Moving twenty hours away from home to attend graduate school was a big decision and one that I knew would be difficult from time to time. Although I’ve dealt with the requisite homesickness and living off of a (very) small bank account, what I’ve missed most (besides my family and friends) are the culinary delights of the South.
Although New York does have food stuffs I was otherwise unaware of in Arkansas (Kosher pickles are sooo much better) there is a lack of some of my favorite things.
Fried chicken just isn’t the same, there is no Shiner to be found either in a bar or in a liquor store, and the barbeque is pitiful, despite the fact that Dinosaur BarBQue pretends to be great and has somehow duped people into agreeing with them.
My Southern taste buds are not fooled.
Even though Syracuse does not have much to offer this wayward Arkie when she is craving Southern food, New York City is a different story.
With entire neighborhoods of the city dedicated to different nationalities, New York City is a foodie dream. From Chinatown to Astoria, Little Italy to Brighton Beach, it is difficult to become bored with the culinary attractions. Luckily, this includes Southern offerings.
I met up with two U of A alum friends in New York last weekend, and nestled within our itinerary of Broadway shows and holiday sights, was a stop at Southern Hospitality, the Memphis-themed restaurant and bar that Justin Timberlake partially owns.
On the subway to Southern Hospitality, the three of us talked about what we hoped they served. My friends, who are currently living in Washington, D.C., were hoping for SoCo (Southern Comfort) and Dr.

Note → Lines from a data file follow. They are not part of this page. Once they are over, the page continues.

Issue #167, opened 2020-04-29
Candecomp-Parafac decomposition for tf.sparse.SparseTensor


amanj120:
Currently, there is no support for CP-Decomposition on tensorflow's [Sparse Tensor](https://www.tensorflow.org/api_docs/python/tf/sparse/SparseTensor) library.

This pull request is an addition to the tensorly.contrib.sparse.decomposition module

```python
from tensorly.contrib.sparse.decomposition.tensorflow_backend import parafac
# Let st be a tensorflow.sparse.SparseTensor object
kt = parafac(st, 10)
# should return a kruskal tensor of rank = 10
```

PR #168, opened 2020-04-29
Implement CP Decomposition for tensorflow.sparse.SparseTensor

amanj120:
Aims to solve issue #167

### DIFF
--- a/tensorly/contrib/sparse/backend/tensorflow_backend.py
+++ b/tensorly/contrib/sparse/backend/tensorflow_backend.py
@@ -1,0 +1,98 @@
+import numpy as np
+import tensorflow as tf
+from . import Backend, KruskalTensor
+
+def is_sparse(x):
+    return isinstance(x, tf.sparse.SparseTensor)
+
+class TensorflowBackend(Backend):
+    backend_name = 'tensorflow.sparse'
+
+    @staticmethod
+    def tensor(data, dtype=np.float32, device=None, device_id=None):
+        if isinstance(data, tf.sparse.SparseTensor):
+            return data
+
+# This function is easy to decorate with Numba '@njit(parallel=True)' directive for ~10x improvement in performance
+def mttkrp(self, values, indices, factors, n, rank, dims):
+    output = np.zeros((dims[n], rank))
+    # if decorating with Numba '@njit(parallel=True)' directive, replcase range with numba.prange
+    for l in range(len(values)):
+        cur_index = indices[l]
+        prod = [values[l]] * rank  # makes the value into a row
+
+        for mode, cv in enumerate(cur_index):  # does elementwise row multiplications
+            if (mode != n):
+                for r in range(rank):
+                    prod[r] *= factors[mode][cv][r]
+
+        for r in range(rank):
+            output[cur_index[n]][r] += prod[r]
+
+    return output
+
+def parafac(tensor, rank, n_iter_max=100, verbose=False):
+    """CANDECOMP/PARAFAC decomposition via alternating least squares (ALS)
+        Computes a rank-`rank` decomposition of `tensor` [1]_ such that,
+
+            ``tensor = [|weights; factors[0], ..., factors[-1] |]``.
+
+        Parameters
+        ----------
+        tensor : tf.sparse.SparseTensor
+        rank  : int
+            Number of components.
+        n_iter_max : int
+            Maximum number of iteration
+        verbose: bool
+            Wether or not to print progress at every iteration
+
+        Returns
+        -------
+        KruskalTensor : (weight, factors)
+            * weights : 1D array of shape (rank, )
+                all ones if normalize_factors is False (default),
+                weights of the (normalized) factors otherwise
+            * factors : List of factors of the CP decomposition element `i` is of shape
+                (tensor.shape[i], rank)
+
+        References
+        ----------
+        .. [1] T.G.Kolda and B.W.Bader, "Tensor Decompositions and Applications",
+           SIAM REVIEW, vol. 51, n. 3, pp. 455-500, 2009.
+        """
+
+    dims = tensor.shape.as_list()
+    nd = len(dims)
+    factors = [np.random.random((d, rank)) for d in dims]
+    weights = np.ones((1, rank))
+
+    for iteration in range(n_iter_max):
+        if verbose:
+            print("finished {} iterations".format(iteration+1), end="\r")
+        for n in range(nd):
+
+            # the following block calculates inverse of the hadamard product
+            h = np.matmul(weights.T, weights)
+            for i, f in enumerate(factors):
+                if i != n:
+                    h *= np.matmul(f.T, f)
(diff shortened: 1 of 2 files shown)


amanj120:
I am not sure how to refactor the code to work with the tensorly programming guidelines/model. Any help would be appreciated. 

Running
```python
from tensorly.contrib.sparse.tests.test_decomposition import test_tf_sparse_cpd
test_tf_sparse_cpd()
```
produces the correct output

JeanKossaifi:
Hi @amanj120,

Thanks for the PR, I will try to go through it as soon as I have some time. For reference, you want to define a new backend for the TensorFlow Sparse tensors, as is done for the PyData [Sparse backend](https://github.com/tensorly/tensorly/blob/master/tensorly/contrib/sparse/backend/numpy_backend.py). 

The functions from the backend are dynamically dispatch (in other words, every time you call a function from the backend, an intermediate function decorator checks the current backend and calls the function from that specific backend). What happens when you use the [sparse context](https://github.com/tensorly/tensorly/blob/9d785e204fffc4db918b256a2b8ba2a5a169c554/tensorly/contrib/sparse/backend/__init__.py#L14) is that the functions you define in that backend will be called instead of the ones from the dense backend.

tensorly/contrib/sparse/kruskal_tensor.py
```diff
@@ -1,5 +1,29 @@
...
+from numpy import zeros
+import tensorly as tl
+
+
 kruskal_to_tensor = wrap(kruskal_to_tensor)
 unfolding_dot_khatri_rao = wrap(unfolding_dot_khatri_rao)
+
+
+def sparse_mttkrp(tensor, factors, n, rank, dims):
+    values = tl.values(tensor)
```
amanj120, line 13: I think all sparse backends should have a "values" and "indices" method

JeanKossaifi:
Hi, sorry for the delay -- so in contrib.sparse, all the backends *are* sparse, so you only need tensorflow, not tensorflow.sparse. In other words, to use sparse tensors with tensorflow you just have to set the backend to tensorflow and use tensorly.contrib.sparse

Ideally all should then work transparently.

20zinnm:
What is the status of this PR? I'm hoping to use TensorLy for some large sparse PARAFAC decompositions and right now it's limited to CPU-only. Would TensorFlow support allow GPU acceleration?

amanj120:
Hello,

I've been really busy since school ended, so I haven't had time to look at this PR in a while. @JeanKossaifi I will try to look into the changes you mentioned this coming weekend. @20zinnm The changes I've made so far are CPU-Only. 

A GPU implementation for sparse PARAFAC might use [Numba CUDA](https://numba.pydata.org/numba-doc/latest/cuda/index.html) or some similar alternative, but that falls outside the scope of this project.

tensorly/backend/core.py
```diff
@@ -574,6 +574,17 @@ def conj(x, *args, **kwargs):
...
+    def values(tensor):
+        """ Returns all the non zero values of the tensor in COO
+        """
+        raise NotImplementedError
+
+    @staticmethod
+    def indices(tensor):
+        """ Returns all the indices of non zero values of the tensor in COO
+        """
+        raise NotImplementedError
```
amanj120, line 588: I think in order to have static `indices` and `values` methods for all sparse backends, I had to provide an implementation for the non-sparse backends too, which is why I am changing `tensorly/backend/core.py`

tensorly/backend/tensorflow_backend.py
```diff
@@ -43,11 +43,11 @@ def to_numpy(tensor):
 
     @staticmethod
     def ndim(tensor):
-        return len(tensor.get_shape()._dims)
+        return len(tl.to_numpy(tensor).shape)
```
amanj120, line 47: For some reason, the old implementation was failing for me. This might be a problem with the dynamic dispatching though. If it turns out my implementation of something else was wrong, I'll go back and fix this.

tensorly/contrib/sparse/kruskal_tensor.py
```diff
@@ -1,5 +1,54 @@
...
+from numpy import zeros, multiply
+import tensorly as tl
+
 
 kruskal_to_tensor = wrap(kruskal_to_tensor)
 unfolding_dot_khatri_rao = wrap(unfolding_dot_khatri_rao)
+
+
+def sparse_mttkrp(tensor, factors, n, rank, dims):
+    with sparse_context():
```
amanj120, line 14: I don't know if I need to have a `with sparse_context():` for every method in this file. The reason I include this line is because I call the `values` and `indices` methods inside this method, and the implementations for those only exist if the backend is sparse.

tensorly/contrib/sparse/tests/test_decomposition.py
```diff
@@ -23,3 +29,51 @@ def test_sparse_parafac():
...
+
+    indices = list(set(idxs4))
+    values = np.random.rand(len(indices))
+    indices.sort()
+    st = tf.sparse.SparseTensor(indices=indices, values=values, dense_shape=dimensions)
+    return st
+
+
+def test_tf_sparse_cpd():
+    with sparse_context():
```
amanj120, line 50: Same thing about `with sparse_context:` here.

tensorly/contrib/sparse/backend/tensorflow_backend.py
```diff
@@ -0,0 +1,82 @@
...
+from ....backend.core import Backend
+from copy import copy as _py_copy
+
+
+def is_sparse(x):
+    return isinstance(x, tf.sparse.SparseTensor)
+
+
+class TensorflowSparseBackend(Backend):
+    backend_name = 'tensorflow'
```
amanj120, line 12: Should the backend_name be `tensorflow` or `tensorflow.sparse`? In [`numpy_backend`](https://github.com/tensorly/tensorly/blob/b896b142b09f559f981237d785738467a05dcaf3/tensorly/contrib/sparse/backend/numpy_backend.py#L25) the name is `numpy.sparse`, but if I set the name to `tensorflow.sparse` here, I get a `ValueError: Unknown backend name 'tensorflow.sparse', known backends are ['numpy', 'tensorflow']` error.

tensorly/contrib/sparse/backend/tensorflow_backend.py
```diff
@@ -0,0 +1,89 @@
...
+
+    @staticmethod
+    def tensor(data, dtype=np.float32, device=None, device_id=None):
+        if isinstance(data, tf.sparse.SparseTensor):
+            return data
+        elif isinstance(data, tuple):
```
amanj120, line 18: This `elif` branch is necessary in order to create tensors without having to import tensorflow. Importing tensorflow is what was causing the Travis builds to fail.

JeanKossaifi:
Hey @amanj120! Did you manage to make it work?

JeanKossaifi:
Hi @amanj120 -- are you still working on this?

PR #196, opened 2022-11-04
Introduce rspec rubocop

shinsukeimai:
# What
Introduces rspec rubocop 

# Why
In `global-web`, we disabled rspec rubocop. However, in some cases we would like to point out our coding rule violation. So I add rpsec rubocop.

https://github.com/cookpad/global-web/pull/33185

# How
I just added one rule as a first step.
https://www.rubydoc.info/gems/rubocop-rspec/RuboCop/Cop/RSpec/DescribedClass

https://github.com/cookpad/global-style-guides/blob/028a31d62de5ce056cd3801080ee36e9285b5b90/.rubocop.rspec.yml#L51-L52


tejanium (approved):
Does rubocop have the option to disable all and then enable only what you need one by one?

Bodacious:
Does rubocop have the option to disable all and then enable only what you need one by one?

https://docs.rubocop.org/rubocop/configuration.html#generic-configuration-parameters
`DisabledByDefault`

tejanium:
Ah nice, I thought it was never implemented https://github.com/rubocop/rubocop/issues/1918#issuecomment-269494243

shinsukeimai:
https://github.com/cookpad/global-style-guides/pull/196/commits/dd12839134841d8c7ccd59a739099cb3f7dbe204

I checked it works on global-web by fetching via inherit_from.
We can use this not globally if we import it via `inherit_from`.

PR #197, opened 2022-11-09
Avoid excessive numbered params in a single block

robertomiranda:
## What

Avoid excessive numbered params in a single block

```
# bad
foo { _1.call(_2, _3, _4) }

# good
foo { do_something(_1) }
```

## Why

Detects the use of an excessive amount of numbered parameters in a single block. Having too many numbered parameters can make code too cryptic and hard to read.

cc @cookpad/global-rails

### DIFF
--- a/.rubocop.ruby.yml
+++ b/.rubocop.ruby.yml
@@ -223,6 +223,10 @@ Style/Next:
 Style/NilComparison:
   Enabled: false
 
+Style/NumberedParameters:
+  Enabled: true
+  EnforcedStyle: allow_single_line
+
 Style/NumberedParametersLimit:
   Enabled: true
   Max: 1
--- a/.rubocop.ruby.yml
+++ b/.rubocop.ruby.yml
@@ -223,6 +223,10 @@ Style/Next:
 Style/NilComparison:
   Enabled: false
 
+Style/NumberedParametersLimit:
+  Enabled: true
+  Max: 1
+
 Style/NumericLiterals:
   Enabled: false
 


shinsukeimai (approved):

.rubocop.ruby.yml
```diff
@@ -223,6 +223,10 @@ Style/Next:
 Style/NilComparison:
   Enabled: false
 
+Style/NumberedParametersLimit:
+  Enabled: true
+  Max: 1
+
```
tony-rowan, line 229: Suggestion: also restrict to single line. [[docs](https://www.rubydoc.info/github/bbatsov/RuboCop/RuboCop/Cop/Style/NumberedParameters)]


```suggestion
Style/NumberedParameters:
  Enabled: true
  EnforcedStyle: allow_single_line

Style/NumberedParametersLimit:
  Enabled: true
  Max: 1

```

tony-rowan (approved):

.rubocop.ruby.yml
jesseclark: +1 for the single-line restriction.

jesseclark (approved):

lucianghinda (approved):

.rubocop.ruby.yml
```diff
@@ -223,6 +223,14 @@ Style/Next:
 Style/NilComparison:
   Enabled: false
 
+Style/NumberedParameters:
+  Enabled: true
+  EnforcedStyle: allow_single_line
+
+Style/NumberedParametersLimit:
+  Enabled: true
+  Max: 1
```
Bodacious, line 232: 👌

Bodacious (approved):

jesseclark (approved):

Knack (approved):

.rubocop.ruby.yml
ollieh-m: Can I double-check my understanding: `Avoid excessive numbered params in a single block` means `Avoid more than 1 numbered param in a single block`?

PR #198, opened 2022-11-28
Enable Lint/AssignmentInCondition

Knack:
Let's enable (set the default value for) the cop "[Lint/AssignmentInCondition](https://docs.rubocop.org/rubocop/cops_lint.html#lintassignmentincondition)". It was probably disabled when we started using RuboCop to keep compatibility with the code at that time.

With the default value, it allows you to keep the assignment in the condition if you wrap it in parenthesis:

```
Lint/AssignmentInCondition: Use == if you meant to do a comparison or wrap the expression in parentheses to indicate you meant to assign in a condition.
```

### DIFF
--- a/.rubocop.ruby.yml
+++ b/.rubocop.ruby.yml
@@ -31,9 +31,6 @@ Lint/AmbiguousOperator:
 Lint/AmbiguousRegexpLiteral:
   Enabled: false
 
-Lint/AssignmentInCondition:
-  Enabled: false
-
 Lint/DeprecatedClassMethods:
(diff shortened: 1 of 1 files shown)


rikarumi (approved):
🙏🏼

ollieh-m (approved):

robertomiranda (approved):

tony-rowan (approved):

alinagrishchuk (commented):
Thank you! 🥳 👏

PR #200, opened 2022-11-29
Disable Conditional Safe Assignment

robertomiranda:
## What
Disable Conditional Safe Assignment

## Why

Assignments in conditional assignments can be confused with the boolean operation, for the code author and reviewers.

## How

Disabling Safe assignments in conditionals we can improve the readability of the code by keeping assignments and conditions in separate lines.

## Anything else

Since Ruby 2.0 this type of conditional statement raise warnings in the console https://github.com/ruby/ruby/commit/e672994d146

cc @cookpad/global-rails

### DIFF
--- a/.rubocop.ruby.yml
+++ b/.rubocop.ruby.yml
@@ -26,7 +26,7 @@ Layout/LineLength:
   - spec/**/*
 
 Lint/AllowSafeAssignment:
-  Enabled: False
+  Enabled: false
 
 Lint/AmbiguousOperator:
   Enabled: false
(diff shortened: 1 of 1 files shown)


Bodacious (approved):

hardwinder (approved):
🚀

ainame (approved):
🦺

ollieh-m (approved):
I quite like assigning to a variable in a condition, but I see how a blanket rule against that is safer, so for the greater good ✅

jesseclark (approved):

.rubocop.ruby.yml
```diff
@@ -25,6 +25,9 @@ Layout/LineLength:
   - Gemfile
   - spec/**/*
 
+Lint/AllowSafeAssignment:
+  Enabled: False
```
robertomiranda, line 29:
```suggestion
  Enabled: false
```

PR #201, opened 2022-11-30
Fix AllowSafeAssigment

Knack:
`AllowSafeAssignment` is an option of `Lint/AssignmentInCondition`, not a cop by itself.


robertomiranda:
thanks @Knack 😅

Bodacious:
Thanks @Knack

PR #918, opened 2024-09-23
fix: remove workaround for extracting instance name from snapshot operation [WD-14541]

mas-who:
## Done

- previously, an operation for creating an instance from a snapshot would include the snapshot name in the instances resource field within the operation response metadata. We had to include a workaround to filter out the snapshots in order to extract the instance name.
- with this upstream [PR](https://github.com/canonical/lxd/pull/14139) merged, we can now remove the workaround

## QA

1. Run the LXD-UI:
    - Create an instance from a snapshot
    - Make sure that the operation shows the new instance name

### DIFF
--- a/src/types/operation.d.ts
+++ b/src/types/operation.d.ts
@@ -15,6 +15,7 @@ export interface LxdOperation {
   may_cancel: boolean;
   resources?: {
     instances?: string[];
+    instances_snapshots?: string[];
   };
   status: LxdOperationStatus;
   status_code: string;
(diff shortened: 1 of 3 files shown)


mas-who:
@edlerd I tried refreshing my lxd snap on `latest/edge` channel and I see the commit isn't pointing at the latest on main branch yet. It could be getting released to the snap channel still, so we may have to wait a bit before testing again.

edlerd (approved):
LGTM

PR #923, opened 2024-09-24
feat: [WD-14774] Proxy Device Test

Kxiru:
## Done

- Added a test to create, edit and remove Proxy devices from a Profile.

## QA

1. Run the LXD-UI:
    - Run playwright test.

## Screenshots

N/A

### DIFF
--- a/tests/devices.spec.ts
+++ b/tests/devices.spec.ts
@@ -17,6 +17,7 @@ import {
 import { attachVolume, detachVolume } from "./helpers/devices";
 import { deleteVolume, randomVolumeName } from "./helpers/storageVolume";
 import { assertTextVisible } from "./helpers/permissions";
+import { expect } from "./fixtures/lxd-test";
 
 test("instance attach custom volumes and detach inherited volumes", async ({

Pepper.
I was praying that somehow a distribution deal was worked out with Shiner.
When we arrived, every SEC game being played that night, as well as a brutal UFC fight, was broadcast on a high definition television, but there was a surprising lack of patrons for a Saturday night in NYC. Although the menu at Southern Hospitality seemed legitimate in their offerings, the bar was disappointing. There was no Dr. Pepper nor Shiner.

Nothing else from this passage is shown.